● Task requirements: Throughout the listing that follows, find each line with the word "into" and copy it.

● Supplied material:
PR #3033, opened 2023-09-01
(EXPERIMENTAL) Provides a "transitional" boot from plymouth to mir

mattkae:
# Experimental WIP

## What's new?

- Introducing `SmoothBootSupport` option for miral applications that, when set, will provide a smooth transition from the previous image on screen (e.g. `plymouth`) to the compositor
- `Display`s can now provide an `InitialRender` that will be shown by the compositor for "some time"
- The `InitialRenderManager` manages how `InitialRender`s are shown. For instance, the InitialRenderManager will fade the renders out over time
- When the `smooth_boot` option is true, then e do NOT set an initial framebuffer in `display_buffer.cpp`, thus preserving the previous screen


mattkae:
Shelves for the time being

PR #3034, opened 2023-09-06
Disable the initial set of the CRTC when modes match

mattkae:
## How to test :test_tube: 
1. Provide the `run_with` command for your compositor with the new `SmoothBoothSupport` option. An example of adding this to `shell_main.cpp` would be: 

```cpp
...
return runner.run_with(
        {
            WaylandExtensions{},
            X11Support{},
            SmoothBootSupport{}, // Add me!
            window_managers,
            display_configuration_options,
            external_client_launcher,
            launcher,
            config_keymap,
            AppendEventFilter{quit_on_ctrl_alt_bksp},
            StartupInternalClient{spinner},
            ConfigurationOption{run_startup_apps, "startup-apps", "Colon separated list of startup apps", ""},
            pre_init(ConfigurationOption{[&](std::string const& typeface) { ::wallpaper::font_file(typeface); },
                                         "shell-wallpaper-font", "font file to use for wallpaper", ::wallpaper::font_file()}),
            ConfigurationOption{[&](std::string const& cmd) { terminal_cmd = cmd; },
                                "shell-terminal-emulator", "terminal emulator to use", terminal_cmd}
        });
```

2. Start your computer in a tty (this means that `gbm` cannot start. see [this link](systemctl set-default multi-user.target) on how to do that)
3. Once started, `ssh` into your computer from another computer as root
4. Run:
```sh
plymouthd
plymouth show-splash
plymouth deactivate
```
5. Then run your shell, e.g. `miral-shell`
6. Note that you should no longer see a black screen in-between plymouth and the compositor

## What's new :new: 
- Providing `create_display` with the options to that it can read whether or not it should do a smooth boot
- If it should do a smooth boot, the `Displaybuffer` will NOT initialize the initial visible frame buffer AND it will NOT set the CRTC for each output. This ensures that plymouth's previous contents remain on the screen

## Some caveats :hole: 
- We _may_ see a flicker if the next `set_crtc` changes the resolution or something

## Up next :next_track_button: 
I have another branch ready to go that will read the mapping into a Mir buffer and offer it back to the `Scene` to be displayed. However, this will call on us to transition the buffer out of existence, which is a bigger story


Saviq:
@mattkae would you please add the option to the demo server?

src/platforms/gbm-kms/server/kms/display_buffer.cpp
```diff
@@ -63,22 +64,24 @@ mgg::DisplayBuffer::DisplayBuffer(
...
-        false,
-        DRMFormat{DRM_FORMAT_XRGB8888},
-        area.size);
-
-    auto mapping = initial_fb->map_writeable();
-    ::memset(mapping->data(), 24, mapping->len());
-
-    visible_fb = std::move(initial_fb);
-    for (auto& output : outputs)
+    if (!smooth_transition)
```
RAOF, line 67: So, this is going to break if someone sets `smooth_transition` and the previous resolution was not the same as the resolution our policy has set - we'll have a `view_area()` that doesn't match the actual view area; I'm not sure what else (if anything!) will notice the discrepancy between the display configuration requested and the actual hardware configuration.

It now occurs to me that we could *always* skip setting the CRTC if the current mode is the same as the mode we want to set. The `smooth_boot` option could then be either removed and you get flicker-free boot if and only if the requested resolution is the same as the pre-existing mode, or plumbed through here and a *warning* generated if `smooth_boot` is asked for but cannot be provided because we need to modeset, or handled higher up (there'd need to be some way to pipe the *actual* display configuration up to the display configuration policy? Maybe?).

mattkae: Yeah that sounds like the bug that I would expect! I wonder if there exists some way to query the current resolution and then just set our default view area to that instead?

That's a good point... We would still want the flag for the follow up pull request where we provide a neat transition from the previous screen to the compositor's first frame, but it also makes sense that it would be a sane default.

At any rate, I think we have two options:

1. When we start, we can read the current CRTC and set mir's internals to this resolution. This would avoid _any_ `set_crtc` from happening, as we would always adopt the previous resolution
2. When we start, we can read the current CRTC and compare it to the CRTC that we want. If they mismatch, we would have to `set_crtc` and cause a flicker. Otherwise, we would have a smooth boot.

● Answer space:
3. Once started, `ssh` into your computer from another computer as root
I have another branch ready to go that will read the mapping into a Mir buffer and offer it back to the `Scene` to be displayed. However, this will call on us to transition the buffer out of existence, which is a bigger story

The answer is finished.